Saleem Shahzad leads us to find the beginnings when Jihadis made a conscious decision to abandon their struggle in Kashmir. He writes (page 210) “In 2005, the formidable operational commander of Harkat-ul Jihad-i-Islami, Muhammad Ilyas Kashmiri became convinced after his second release from ISI detention that US pressure had permanently disabled the Pakistan army’s capacity to revert to its pre 9/11 role as the supreme strategic force in the region. He therefore decided to abandon his struggle in Kashmir and moved to fight in Afghanistan.”
We know from the book that “Kashmiri was familiar with Afghanistan as he had first trained and fought there back in 1980s, before he went to Kashmir. He took his family along with him this time and migrated to North Waziristan. His aim was to fight alongside the Afghan Taliban against the NATO forces”

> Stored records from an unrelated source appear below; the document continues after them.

PR #3626, opened 2023-10-15
feat: retry with ctx deadline

kevwan:


core/fx/retry.go
```diff
@@ -40,20 +40,19 @@ func DoWithRetry(fn func() error, opts ...RetryOption) error {
...
 func DoWithRetryCtx(ctx context.Context, fn func(ctx context.Context, retryCount int) error,
 	opts ...RetryOption) error {
-	return retry(func(errChan chan error, retryCount int) {
+	return retry(ctx, func(errChan chan error, retryCount int) {
 		errChan <- fn(ctx, retryCount)
 	}, opts...)
 }
 
-func retry(fn func(errChan chan error, retryCount int), opts ...RetryOption) error {
+func retry(ctx context.Context, fn func(errChan chan error, retryCount int), opts ...RetryOption) error {
```
zcong1993, line 48: Can we just return ctx.Err when ctx done？ Ctx cancel is not same as timeout.

kevwan: Yes, agree on that! I've updated to `ctx.Err()`.

zcong1993 (approved):
LGTM

PR #3636, opened 2023-10-17
fix: goctl unit test

kesonan:


tools/goctl/api/gogen/gen_test.go
```diff
@@ -53,7 +54,10 @@ func TestParser(t *testing.T) {
 	filename := "greet.api"
 	err := os.WriteFile(filename, []byte(testApiTemplate), os.ModePerm)
 	assert.Nil(t, err)
-	defer os.Remove(filename)
+	env.Set(t, env.GoctlExperimental, "off")
```
kevwan, line 57: t.Setenv("ENV_VAR", "value")

kesonan: Here is not system env, it's goctl env which wrapped by file system.

kevwan (approved):

PR #3638, opened 2023-10-17
feat: export devserver.Config

kesonan:


core/service/serviceconf_test.go
```diff
@@ -1,6 +1,7 @@
 package service
 
 import (
+	"github.com/zeromicro/go-zero/internal/devserver"
```
kevwan, line 4: import position is not correct.

kevwan (approved):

Late on June 3, a drone strike killed Ilyas Kashmiri, now a senior non-Arab al-Qaeda leader, and several of his men, as they took tea in an orchard in South Waziristan. Saleem Shahzad was tortured to death on 31 May 2011. Journalists, politician and the civil society organizations came out in mourning and forced the Government to appoint a five-member commission headed by Justice Saqib Nisar, a serving judge of the Supreme Court to investigate his kidnapping and murder.
We need to find an honest soul left in our politicians and civil society organizations who would care to ask for a public hearing to know about the bona fides of the authors of the script of our political and associate militant struggle from 1990. If Saleem Shahzad, a Pakistan, knew all about Kashmir, why did our leaders fail to know beyond tomorrow and save a generation to save the right of self-determination?
We should have been engaged in a struggle in the manner of the people of East Timor and South Sudan to force the world community to translate UN mechanism on Kashmir into a reality and should have hesitated to offer ourselves for “Bleed India Project” which in the words of Saleem Shahzad was “purely functional proxy operation rather than a deep rooted Jihadi perception”.